A solution that has been incubating for the past few years is the development of a program that would review clinical sites for externships. A task force was created in 2016 to study this possibility in depth. Coordinated externship reviewing would be an opportunity to organize a national system that offers consistent clinical experiences. Although not necessarily the same, these clinical experiences would give students similar, quality exposures covering areas across the scope of practice.  

This is a consistent theme running through ACAE’s 2016 standards that states, “Accreditation assures communities of interest that graduates will be able to function according to the national scope of practice, as defined by the profession.” It clearly means that knowledge, skill, and ability must be thoroughly integrated into a clinical doctoral degree encompassed within the university program and its clinical affiliates.   

With these ideas in mind, the task force proposed four fundamental purposes for this program as follows:

  1. To review clinical sites used in clinical education for the purpose of promoting excellence in clinical externship experiences.
  2. To support the need for evidence-based outcomes measures in audiology.
  3. To promote training of clinical preceptors.
  4. To provide an infrastructure for the application and evaluation process of clinical externs from AuD programs.

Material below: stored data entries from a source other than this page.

PR #5817, opened 2018-08-13
ChannelProcessor: do not change color to white if Bio-Formats set a color

melissalinkert:
# What this PR does

Channels with no emission wavelength data are typically candidates for
having their colors reset to white.  This prevents the color from being
reset if the Bio-Formats reader supplied a color via ```MetadataStore```.

# Testing this PR

Using 5.4.7 or a develop build without this change, start the server and import ```data_repo/curated/nd2/jose/08_SO4_Fasc100_at_surface_w_average.nd2```.  Querying the database or opening the imported image in web should show that the channel colors are green (16711935), white (-1) and white (-1), in that order.  This differs from the channel colors reported by Bio-Formats, which are green (16711935), red (-16776961), and white (-1) as can be seen with ```showinf -nopix -omexml``` or by opening in ImageJ with color mode set to ```Composite``` or ```Colorized```.

Using an OMERO build that includes this PR, import the file again and confirm that the colors are now green, red, and white.

To verify that the channel color is still set to white when neither emission wavelength nor channel color is set by Bio-Formats, import ```data_repo/curated/fv1000/aryeh/1h.oib``` with and without this PR.  This file has 3 channels, none of which have a color and the last of which does not have an emission wavelength.  There should be no difference in channel colors with this PR; in particular, the last channel should be white.

# Related reading

The logic to reset a channel color to white was introduced in openmicroscopy/openmicroscopy@6a324bf.  That commit is approximately 9 years old (pre-4.4.x), and dates from a time when trusting the colors supplied by Bio-Formats was not realistic and colors were rarely supplied in any case.  We now have a little more confidence in Bio-Formats (at least I hope so!), so defaulting to whatever color is set by the reader makes more sense now.

### DIFF
--- a/components/blitz/src/ome/formats/model/ChannelProcessor.java
+++ b/components/blitz/src/ome/formats/model/ChannelProcessor.java
@@ -106,13 +106,9 @@ public class ChannelProcessor implements ModelProcessor {
   private void setSingleChannel(ChannelData channelData) {
     int channelIndex = channelData.getChannelIndex();
     Channel channel = channelData.getChannel();
-    Integer red = getValue(channel.getRed());
-    Integer green = getValue(channel.getGreen());
-    Integer blue = getValue(channel.getBlue());
-    Integer alpha = getValue(channel.getAlpha());
     RString name;
-    //color already set by Bio-formats
-    if (red != null && green != null && blue != null && alpha != null) {
+    if (hasColor(channel)) {
+      //color already set by Bio-formats
       return;
     }
     int[] defaultColor = ColorsFactory.newGreyColor();
@@ -163,13 +159,9 @@ public class ChannelProcessor implements ModelProcessor {
       return;
     }
 
-    Integer red = getValue(channel.getRed());
-    Integer green = getValue(channel.getGreen());
-    Integer blue = getValue(channel.getBlue());
-    Integer alpha = getValue(channel.getAlpha());
     RString name;
-    //color already set by Bio-formats
-    if (red != null && green != null && blue != null && alpha != null) {
+    if (hasColor(channel)) {
+      //color already set by Bio-formats
       //Try to set the name.
       log.debug("Already set in BF.");
       if (lc.getName() == null) {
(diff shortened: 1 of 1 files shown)


joshmoore:
**Client** --> **Server**
Merge --> Merge
Merge --> Latest
Latest --> Latest

all showed an image with green/red/white



screen shot 2018-08-21 at 11 40 15

joshmoore:
```
nd2/before: green/white/white
nd2/after:  green/red/white
oib/before: green/red/white
oib/after:  green/red/white
```
:+1:

Do you have a feeling for what percentage of readers will be impacted and for those what percentage of filesets will be impacted?

melissalinkert:
Should be limited to readers that set ```Channel.Color``` and at least one of ```Channel.EmissionWavelength``` and ```LightPath.EmissionFilterRef``` (referencing a valid filter with ```CutIn``` set per https://github.com/openmicroscopy/openmicroscopy/blob/develop/components/blitz/src/ome/formats/model/ColorsFactory.java#L144).  At the moment, that should just be:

If all of these purposes were met, there would be an AuD degree that meshed the didactic and clinical aspects of education. Graduating students would be prepared to practice audiology in today’s health-care environment. Simultaneously, academic programs would be in compliance with the 2016 ACAE standards stating “…programs must now demonstrate how their students have a working knowledge of all competencies as well as the ability to incorporate them into practice”. 

A second part of the solution is a common application process for students. Once clinical sites are reviewed, students could apply to different sites. Some of the benefits would include the efficiencies related to finding a site, the assurance that each site would have undergone a review and evaluation appropriate for training/educating students and the ability for students to keep track of their clinical education, including resume, record of clinical experiences, student essay, transcripts and recommendation forms.  The realization of this organized effort would also be keenly appreciated by university program faculty, administrators and clinical preceptors.